# [What to work on]
Where does the string "program" appear? Copy every line of the entries below that holds it.

Saved entries

PR #1298, opened 2017-08-18
Fix an error message when detach a generic XDP program

lcp:
When detaching a generic XDP program to an interface without native XDP
support, remove_xdp() showed the following message:
    
   bpf: nlmsg error Operation not supported
    
Add the flags parameter to notify the kernel that it's a generic XDP
program.


drzaeus77:
[buildbot, ok to test]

# [Answer for this exercise]
Fix an error message when detach a generic XDP program
When detaching a generic XDP program to an interface without native XDP
program.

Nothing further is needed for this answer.